Frequency of the third signal: anywhere between 1 and 30MHz (except harmonics and IMs)

*Approximate signal level, the limit is fuzzy: at levels up to about 10dB higher IM signals vary between nil and MDS


With very strong third signals (S9+60dB), an improvement of the IM3DR of approximately 30db is achieved.

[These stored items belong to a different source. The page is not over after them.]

PR #513, opened 2023-11-28
new helper method

milosilic:
Added new method 'isUnique' to QQueryUtils to assist in determining the uniqueness of a propertyin database

### DIFF
--- a/to.etc.webapp.core/src/main/java/to/etc/webapp/query/QQueryUtils.java
+++ b/to.etc.webapp.core/src/main/java/to/etc/webapp/query/QQueryUtils.java
@@ -48,12 +48,13 @@ final public class QQueryUtils {
 		return pf.createInstance(resl);
 	}
 
-	public static <T extends IIdentifyable<?>> boolean isUnique(@NonNull QDataContext dc, @NonNull QCriteria<T> qc, T object)
-		throws Exception {
-        if(null != object.getId()){
-			qc.ne("id", object.getId());
+
+	public static <T extends IIdentifyable<?>, V> boolean isUnique(@NonNull QDataContext dc, Class<T> clz, @NonNull QField<T, V> property, V value, @NonNull QField<T, V> propertyId, V id ) throws Exception {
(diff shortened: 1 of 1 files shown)


to.etc.webapp.core/src/main/java/to/etc/webapp/query/QQueryUtils.java
```diff
@@ -48,6 +48,15 @@ static public <R> R mapSelectionOneQuery(@NonNull QDataContext dc, @NonNull Clas
 		return pf.createInstance(resl);
 	}
 
+
+	public static <T extends IIdentifyable<?>, V> boolean isUnique(@NonNull QDataContext dc, Class<T> clz, @NonNull QField<T, V> property, V value, @NonNull QField<T, V> propertyId, V id ) throws Exception {
```
millevlada, line 52: No need to pass in id as separate value.
You should be able to get it with:
V id = (V) value.getId();

To avoid cast, we can also use:
PropertyMetaModel<T> pmm = MetaManager.getPropertyMeta(clz, propertyId);
V id = pmm.getValue(value);

millevlada (changes requested):
see remarks

to.etc.webapp.core/src/main/java/to/etc/webapp/query/QQueryUtils.java
milosilic: PropertyMetaModel and MetaManager are in to.etc.domui module...

fjalvingh (approved):

to.etc.webapp.core/src/main/java/to/etc/webapp/query/QQueryUtils.java
millevlada: ok, make new class in to.etc.domui.util.db, QChecksUtil, and move the code there.
Also, fix the generic types in this, use P for id type, and then we should be able to work with less parameters over all, since both id and property value to compere can be taken from passed in value object.

PR #525, opened 2024-02-01
Add isAcceptable method for filtering and better item selection logic

milosilic:
Enhancement on  DataTable and InstanceSelectionModel classes to improve item filtering and selection logic.

In InstanceSelectionModel, a new method isAcceptable(T instance) has been added. This method allows for a customizable check to determine if an row meets certain criteria before being accepted. 

In DataTable, the selection/unselect logic has been improved with isAcceptable method.

### DIFF
--- a/to.etc.domui/src/main/java/to/etc/domui/component/tbl/DataTable.java
+++ b/to.etc.domui/src/main/java/to/etc/domui/component/tbl/DataTable.java
@@ -129,8 +129,14 @@ final public class DataTable<T> extends PageableTabularComponentBase<T> implemen
 			//in case of multiselection, if not all visible items in model are selected, add to selection, otherwise do clean of selection
 			ITableModel<T> model = getModel();
 			boolean performSelect = sm.getSelectionCount() == 0;
-			if(! performSelect) {
-				performSelect = model.getItems(0, model.getRows()).stream().anyMatch(it -> !sm.isSelected(it));
+			if(!performSelect) {
+				performSelect = model.getItems(0, model.getRows()).stream().anyMatch(it -> {
+					boolean isAcceptable = true;
+					if(sm instanceof InstanceSelectionModel) {
+						isAcceptable = ((InstanceSelectionModel<T>) sm).isAcceptable(it);
+					}
+					return isAcceptable && !sm.isSelected(it);
+				});
 			}
 			if(performSelect) {
 				sm.selectAll(model);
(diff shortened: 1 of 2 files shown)


to.etc.domui/src/main/java/to/etc/domui/component/tbl/DataTable.java
```diff
@@ -129,8 +129,14 @@ final public class DataTable<T> extends PageableTabularComponentBase<T> implemen
 			//in case of multiselection, if not all visible items in model are selected, add to selection, otherwise do clean of selection
 			ITableModel<T> model = getModel();
 			boolean performSelect = sm.getSelectionCount() == 0;
-			if(! performSelect) {
-				performSelect = model.getItems(0, model.getRows()).stream().anyMatch(it -> !sm.isSelected(it));
+			if(!performSelect) {
+				performSelect = model.getItems(0, model.getRows()).stream().anyMatch(it -> {
+					boolean isAcceptable = true;
+					if(sm instanceof InstanceSelectionModel) {
```
fjalvingh, line 135: No, this does not work. You have this problem in ALL selection models, so you would need to put that isAcceptable() method in the interface. In general casting to a specific interface implementation in a generic component is very bad form.

There is also a technical issue here that you could not know about.
This code must work the same for all selection models. But some Data Models are actually very lazy: they do not contain instances but only keys, and only when we really need an instance (because we want to show it in the list) will that instance actually be created.

The code here causes a large problem for these kinds of models because it forces the model to instantiate ALL instances- and that can be hideously expensive and even lead to OOMs.

Instead of this loop here which instantiates all items you need to have something like isAnySelected(model) inside the SelectionModel interface, so that the implementation of the model can decide what is the best way to handle this.

fjalvingh: Actually, I think we have a slightly different issue too here.
We have a selection model that can hold items that are "outside" (not present) of the currently visible Model of the table. The first rule we use here (I think correctly) is:
* If nothing of the current Model is selected we want to SELECT items
* If one or more items are selected we want to CLEAR items

The "SELECT ITEMS" is done correctly: we call selectAll() with the model, and this will select all items inside the model.
But the CLEAR ITEMS thing seems wrong: it clears ALL items in the model, not only the items that are in the currently visible model. I think that that is incorrect. I think it should clear only the items that came from the current model....

I will ask Vladimir's and Jovana's opinion so wait with fixing until we have a clear idea.

fjalvingh (changes requested):

fjalvingh:
I rewrote the implementation for both keyed and instance models.

PR #541, opened 2024-03-13
localization of enums in PropertyExportColumn

milosilic:
Localization on PropertyExportColumn exporter is being ignored on enums. 
This is a fix for that

### DIFF
--- a/to.etc.domui/src/main/java/to/etc/domui/util/exporters/PropertyExportColumn.java
+++ b/to.etc.domui/src/main/java/to/etc/domui/util/exporters/PropertyExportColumn.java
@@ -3,8 +3,10 @@ package to.etc.domui.util.exporters;
 import org.eclipse.jdt.annotation.NonNull;
 import org.eclipse.jdt.annotation.NonNullByDefault;
 import org.eclipse.jdt.annotation.Nullable;
+import to.etc.domui.component.meta.ClassMetaModel;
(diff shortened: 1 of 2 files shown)


to.etc.domui/src/main/java/to/etc/domui/util/exporters/PropertyExportColumn.java
```diff
@@ -47,4 +49,17 @@ public PropertyExportColumn(PropertyMetaModel<T> pmm) {
 	@Nullable @Override public T getValue(@NonNull Object in) throws Exception {
 		return m_pmm.getValue(in);
 	}
+
+	@Nullable
+	@Override
+	public Object convertValue(@Nullable Object value) throws Exception {
+		if(value instanceof Enum) {
+			if(value == null)
```
fjalvingh, line 57: If you have instanceof the result after it cannot be null: if value was null then that instanceof would not be true because null is not an instance of any class according to the definition of instanceof.

fjalvingh (approved):

to.etc.domui/src/main/java/to/etc/domui/util/exporters/PropertyExportColumn.java
fjalvingh: You should also see that in the IDE; it should have marked that if as something problematic.

PR #544, opened 2024-07-19
Fix Excel number formatting to prevent rounding in exported files

milosilic:
Fix Excel number formatting to prevent rounding in exported files

- Updated number cell style to use "#,##0.###############" format for correct display of decimal values.
- Ensured that numbers less than 1 are displayed with a leading zero.

### DIFF
--- a/to.etc.domui/src/main/java/to/etc/domui/util/exporters/ExcelExportWriter.java
+++ b/to.etc.domui/src/main/java/to/etc/domui/util/exporters/ExcelExportWriter.java
@@ -63,6 +63,9 @@ public class ExcelExportWriter<T> implements IExportWriter<T> {
 	private CellStyle m_numberStyle;
 
 	@Nullable
+	private CellStyle m_decimalStyle;
+
+	@Nullable
 	private CellStyle m_headerStyle;
 
 	@Nullable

However, this is not as much as with "Dither" and "Random" enabled (copy from above):

20m: 14080kHz + 14100kHz
Random enabled and Dither enabled
Preamp OFF: Noise Floor = -114dBm
Inputs each dBm -15 -20 -30 -40 -50 -60 -70
IM @ - ∆f dBm -113 - - - - - -
IM @ +∆f dBm -114 - - - - - -
IM3DR dB 98.5


Now, of course, the next step was to connect my DX-88 8-band trap vertical instead of the third signal generator (no filters between antenna and Mercury):

Random disabled and Dither disabled
Band Preamp Noise floor UTC max gen level
for IM3 < MDS
Comment IM3DR
20m OFF -114dBm 15:30 -50 dBm varies slightly with time 64dB
ON -115dBm -41dBm (fading effects?) 74dB
40m OFF -108dBm 16:0 -40 dBm varies slightly 68dB
ON -108dBm -24dBm 84dB
80m OFF -97dBm 16:10 -34 dBm varies slightly 63dB
ON -97dBm -22dBm just before ADC Overload! 75dB
15m OFF -114dBm 16:20 -46 dBm varies by several dB 68dB
ON -116dBm -40dBm 76dB
10m OFF -116dBm 16:30 -47 dBm varies by several dB 69dB
ON -123dBm -45dBm 78dB
6m OFF -118dBm 16:40 -46 dBm varies slightly 72dB
ON -136dBm -50dBm 86dB

CONCLUSION

The antenna has about the same effect as a third signal generator. Enabling "Dither" and "Random" results in a much higher IM3DR, however. Therefore, I think if a band is heavily congest­ed, it is preferable to enable "Dither" and "Random" and to accept the degradation of sensitivity of 4dB.